EXERCISE DESCRIPTION
How many lines in the records below hold the string "mvdstruijk"? Please answer with the number and nothing more.

EXTRACTED ENTRIES
PR #2778, opened 2021-07-14
Feat/tm 242 multiple endpoints support

mtoonen:


matthijsln (changes requested):
Get configured endpoints from init parameter or database.

viewer/src/main/java/nl/tailormap/viewer/stripes/ProxyRESTActionBean.java
```diff
@@ -60,6 +66,22 @@ public void checkAuthorization() {
         }
     }
 
+    @Before(stages = LifecycleStage.EventHandling)
+    public void initEndpoints() {
+        endpoints = new HashMap<>();
+        String config = context.getServletContext().getInitParameter("tailormap.restproxy.endpoints");
```
matthijsln, line 72: Why use `0=/path1,1=/path2` and an additional endpoint parameter instead of just using a REST path like `@UrlBinding("/action/restproxy/{endpoint}/{path}")` and not using the `url` parameter at all (and just copying over the original parameters)? I.e. just like an Apache `ProxyPass /action/restproxy/path1/ http://localhost/path1/` would work.

Or if you want to keep the `endpoint` and `url` parameters just use `endpoint=/path1` And just an init parameter without the equals signs, just checking if the `endpoint` parameter matches a configured value?

viewer/src/main/java/nl/tailormap/viewer/stripes/ProxyRESTActionBean.java
```diff
@@ -81,6 +103,7 @@ public void stream(HttpServletResponse response) throws Exception {
         URL theUrl = constructURL();
         HttpClientConfigured client = getHttpClient(theUrl, em);
         HttpUriRequest req = getHttpRequest(theUrl);
+        req.setHeader("tailormap-user", request.getUserPrincipal().getName());
```
matthijsln: This header is usually called `X-Remote-User`

viewer/src/main/java/nl/tailormap/viewer/stripes/ProxyRESTActionBean.java
```diff
@@ -121,7 +145,7 @@ private URL constructURL() throws MalformedURLException {
         URL requestUrl = new URL(context.getRequest().getRequestURL().toString());
         String host = context.getServletContext().getInitParameter("flamingo.restproxy.host");
         String port = context.getServletContext().getInitParameter("flamingo.restproxy.port");
-        String constructedURL = "http://" + (host != null ? host : "localhost") + ":" + (port != null ? port : "8084") + "/feature-api" + url + parentId;
+        String constructedURL = "http://" + (host != null ? host : "localhost") + ":" + (port != null ? port : "8084") + "/" + endpoints.get(endpoint) + url + parentId;
```
matthijsln, line 157: If the `endpoint` parameter is not in the map this will proxy to `http://localhost:8084/null`? Returning 404 seems better

viewer/src/main/webapp/META-INF/context.xml
```diff
@@ -4,6 +4,7 @@
     <Parameter name="tailormap.data.dir" override="false" value="/opt/tailormap_data"/>
     <Parameter name="tailormap.solr.url" override="false" value="https://tailormap.nl/solr/"/>
     <Parameter name="flamingo.restproxy.port" override="false" value="8084"/>
+    <Parameter name="tailormap.restproxy.endpoints" override="false" value="0=feature-api;1=gbi"/>
```
matthijsln: `gbi` is not standard tailormap and should be in a WAR overlay

matthijsln (changes requested):
Also `EntityManager em = Stripersist.getEntityManager();` is not necessary

viewer/src/main/java/nl/tailormap/viewer/stripes/ProxyRESTActionBean.java
mtoonen: More of a preference to use the same concepts (other proxyactionbean), not changing more than needed and the knowledge that this actionbean will be deleted when spring security will be used, so investing time in refactoring this seems like a waste of time

matthijsln (approved):

PR #2822, opened 2021-07-30
[WIP][TM-256] Spring Boot viewer-ng module

mprins:
- [x] setup maven module
- [ ] port `retrieveAppConfigJSON`
- [ ] ...

close TM-256

### DIFF
--- a/viewer-ng/pom.xml
+++ b/viewer-ng/pom.xml
@@ -6,7 +6,7 @@
         <!-- would have org.springframework.bootspring-boot-starter-parent as parent, but we need TM as a parent -->
         <groupId>org.tailormap</groupId>
         <artifactId>tailormap</artifactId>
-        <version>5.9.9-SNAPSHOT</version>
+        <version>5.9.12-SNAPSHOT</version>
     </parent>
     <groupId>org.tailormap</groupId>
     <artifactId>viewer-ng</artifactId>
--- a/viewer-ng/pom.xml
+++ b/viewer-ng/pom.xml
@@ -3,25 +3,19 @@
          xsi:schemaLocation="http://maven.apache.org/POM/4.0.0 https://maven.apache.org/xsd/maven-4.0.0.xsd">
     <modelVersion>4.0.0</modelVersion>
     <parent>
-        <!-- would have org.springframework.bootspring-boot-starter-parent</artifactId> as parent, but we need TM as a parent -->
+        <!-- would have org.springframework.bootspring-boot-starter-parent as parent, but we need TM as a parent -->
         <groupId>org.tailormap</groupId>
         <artifactId>tailormap</artifactId>
         <version>5.9.9-SNAPSHOT</version>
     </parent>
     <groupId>org.tailormap</groupId>
     <artifactId>viewer-ng</artifactId>
-
     <packaging>war</packaging>
     <name>viewer-ng</name>
     <description>Springboot based viewer module</description>
     <properties>
 
     </properties>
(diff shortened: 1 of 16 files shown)


viewer-ng/pom.xml
```diff
@@ -0,0 +1,115 @@
+<?xml version="1.0" encoding="UTF-8"?>
+<project xmlns:xsi="http://www.w3.org/2001/XMLSchema-instance" xmlns="http://maven.apache.org/POM/4.0.0"
+         xsi:schemaLocation="http://maven.apache.org/POM/4.0.0 https://maven.apache.org/xsd/maven-4.0.0.xsd">
+    <modelVersion>4.0.0</modelVersion>
+    <parent>
+        <!-- would have org.springframework.bootspring-boot-starter-parent</artifactId> as parent, but we need TM as a parent -->
```
mtoonen: Possibly dumb question: using the springboot starter as a parent in the tailormap parent module? Maybe for now not possible (everything would get the springboot deps)

viewer-ng/src/test/java/nl/tailormap/viewer_ng/HSQLDBTestProfileJPAConfiguration.java
```diff
@@ -0,0 +1,56 @@
...
+        LocalContainerEntityManagerFactoryBean em = new LocalContainerEntityManagerFactoryBean();
+        em.setPersistenceUnitName("viewer-config-hsqldb");
+        em.setDataSource(dataSource());
+
+        return em;
+    }
+
+    @Bean
+    @Profile("test")
+    public DataSource dataSource() {
```
mtoonen, line 47: This is not necessary when having a separate test propertiesfile (which you have) and you add a annotation to the test-class: 
@TestPropertySource(
        locations = "classpath:application-integrationtest.properties").

When using the default propertynames + hsqldb dependency in you pom file, springboot will automatically create the datasource.

viewer-ng/src/main/webapp/META-INF/context.xml
```diff
@@ -0,0 +1,4 @@
+<?xml version="1.0" encoding="UTF-8"?>
+<Context antiResourceLocking="false" path="/viewer">
```
mtoonen: Nice, I couldn't get this to work...

mtoonen (approved):
Some small changes, but overall looks promising

viewer-ng/pom.xml
mprins: springboot starte doesn't really do anything apart from 1 plugin; we're using the upstream parent as a BOM in our parent now, so we get all the right versions, but can still override with a latest version eg. Hibernate

viewer-ng/src/test/java/nl/tailormap/viewer_ng/HSQLDBTestProfileJPAConfiguration.java
mprins: yeah need to figure that out, needed to upgrade to JUnit 5 first (#2827 )

mprins: it turns out I need to override some things that are specified in the persistence.xml; I have something working now that (for each test):

1. creates a database with a unique name
2. loads the test data

so integration/unit tests can run multithreaded

mprins:
moved to https://github.com/B3Partners/tailormap-api

PR #2837, opened 2021-08-10
Add form editor to viewer admin

mtoonen:


viewer-admin/src/main/java/nl/tailormap/viewer/admin/stripes/FormActionBean.java
```diff
@@ -133,7 +133,7 @@ public void makeLists(){
     @DefaultHandler
     @DontValidate
     public Resolution view() {
-        return new ForwardResolution(JSP);
+        return new ForwardResolution(JSP).addParameter("debug",context.getRequest().getParameter("debug"));
```
geertplaisier, line 142: Is this intentional or dev code?

mtoonen: intentional dev code :)
It doesn't do anything if the debug parameter isn't set, but if it is, the parameter is being persisted (and the debug version of the editor is being used instead of the prod version)

geertplaisier (approved):

mtoonen:
Saving and removing works. Maybe some code cleanup should be done

PR #2886, opened 2021-09-03
Bugfixes

geertplaisier:
TM-232: Fixes some edge cases where layernames are used for featuretype
TM-204: Don't load all features on point if there are no selected layers
TM-264: Fix drawing for layers with an alias
TM-265: Show styling for configured geometry type
TM-266: Don't show passport/edit form for features without Formconfiguration
 TM-268: Allow to edit features from attribute list again


mprins (approved):
LGTM... 😨

PR #2897, opened 2021-09-20
Save string value instead of ID when saving field with linked list

geertplaisier:


tailormap-components/projects/core/src/lib/user-interface/generic-components/input-field/input-field.component.ts
```diff
@@ -18,7 +18,13 @@ export class InputFieldComponent extends BaseFieldComponent implements OnInit {
   }
 
   public getInputType() {
-    return this.fieldType === FormFieldType.HYPERLINK ? 'url' : this.fieldType === FormFieldType.CHECKBOX ? 'checkbox' : 'text';
+    if (this.fieldType === FormFieldType.HIDDEN) {
```
mvdstruijk, line 21: Why is the option checkbox deleted?

mvdstruijk (approved):

PR #2939, opened 2021-10-19
fix LGTM viewer-admin build by skipping the frontend-maven-plugin execution

mprins:
LGTM only checks Java code when running Maven anyways


mprins:
LGTM base commit build failure is expected (as that is what we try to fix here)

PR #107, opened 2025-08-10
make creation of inventorymask dependent on landuse argument

aethr:
## Description

Note: this was intended by @prayner to be included in #103 , but I merged his PR a bit prematurely. Sorry Peter!

The newly created inventory mask will typically only related to the top-level domain, since it represents the area which is covered by national inventory statistics which the sectoral emissions totals are taken from. When running the prior on a subdomain, the input domain will be the smaller subdomain, but the inventory domain will still be the one specified in the top-level domain.

For this reason, the user should be able to create a domain without an inventory mask, since it may not make sense for smaller domains.

## Checklist

- [ ] Tests added

### DIFF
--- a/scripts/create_prior_domain.py
+++ b/scripts/create_prior_domain.py
@@ -97,39 +97,40 @@ def create_domain_info(
         for var in ["LATD", "LOND"]:
             domain_ds[var] = dotXr[var].rename({"COL": "COL_D", "ROW": "ROW_D"})
 
-    print("Loading land use data")
-                # this seems to need two approaches since rioxarray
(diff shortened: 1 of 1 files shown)


aethr:
@prayner I opened this PR when I saw you'd pushed the change to github. I might wait until our other inventory-related PRs have been merged and I'll re-base this so it's up to date.

My only question on this is, is it necessary to have `INVENTORY_MASK` in the domain file at all? If no `landuse_file` is supplied, can we simply omit the `INVENTORY_MASK` attribute from the output file?

In the case of a subdomain, for example, they should be supplying the aust10km domain file as the inventory domain anyway, right?

PR #108, opened 2025-08-13
Fix incorrectly apply inventory mask to different sized domain

aethr:
## Description

We want to apply the inventory mask to spatialised datasets before scaling, so we don't allocate emissions to areas outside of the inventory. However, to apply the mask we need to make it the same shape and cover the same area as the domain. The previous implementation only worked when the inventory and the domain were already on the same grid.

## Checklist

- [x] Tests added

### DIFF
--- a/src/openmethane_prior/grid/regrid.py
+++ b/src/openmethane_prior/grid/regrid.py
@@ -1,0 +1,49 @@
+#
+# Copyright 2025 The Superpower Institute Ltd.
+#
+# This file is part of Open Methane.
+#
+# Licensed under the Apache License, Version 2.0 (the "License");
+# you may not use this file except in compliance with the License.
+# You may obtain a copy of the License at
+#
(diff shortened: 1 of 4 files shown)


prayner:
can/should we check equality on the projections?

aethr:
> can/should we check equality on the projections?

@prayner do you mean, if the grids are equal, don't waste time "regridding"?

prayner:
why the float on 76 in omIndustrial... when it's not needed at 140 in
omAg..., xarrays again?

prayner (approved):

prayner:
>@prayner do you mean, if the grids are equal, don't waste time "regridding"?
No, I mean throw an error if they don't share a center etc

aethr:
> why the float on 76 in omIndustrial... when it's not needed at 140 in omAg..., xarrays again?

Precisely!

aethr:
> No, I mean throw an error if they don't share a center etc

Good idea, added.

PR #119, opened 2025-09-01
Add ANZSIC sector codes

### LINKED ISSUE #96: Adopt ANZSIC or IPCCC sector codes
## The motivation

There are sectoral classification schemes which exist to describe sectors of industry that are responsible for emissions, including ANZSIC in Australia, EDGAR codes, and IPCC 2019.

If each layer of the prior was annotated with an ANZSIC code, it would make it more straightforward to extract details like the sector emissions from the national inventory, or allocate SGA facility emissions to specific sectors.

RESPONSE FOR THIS EXERCISE
2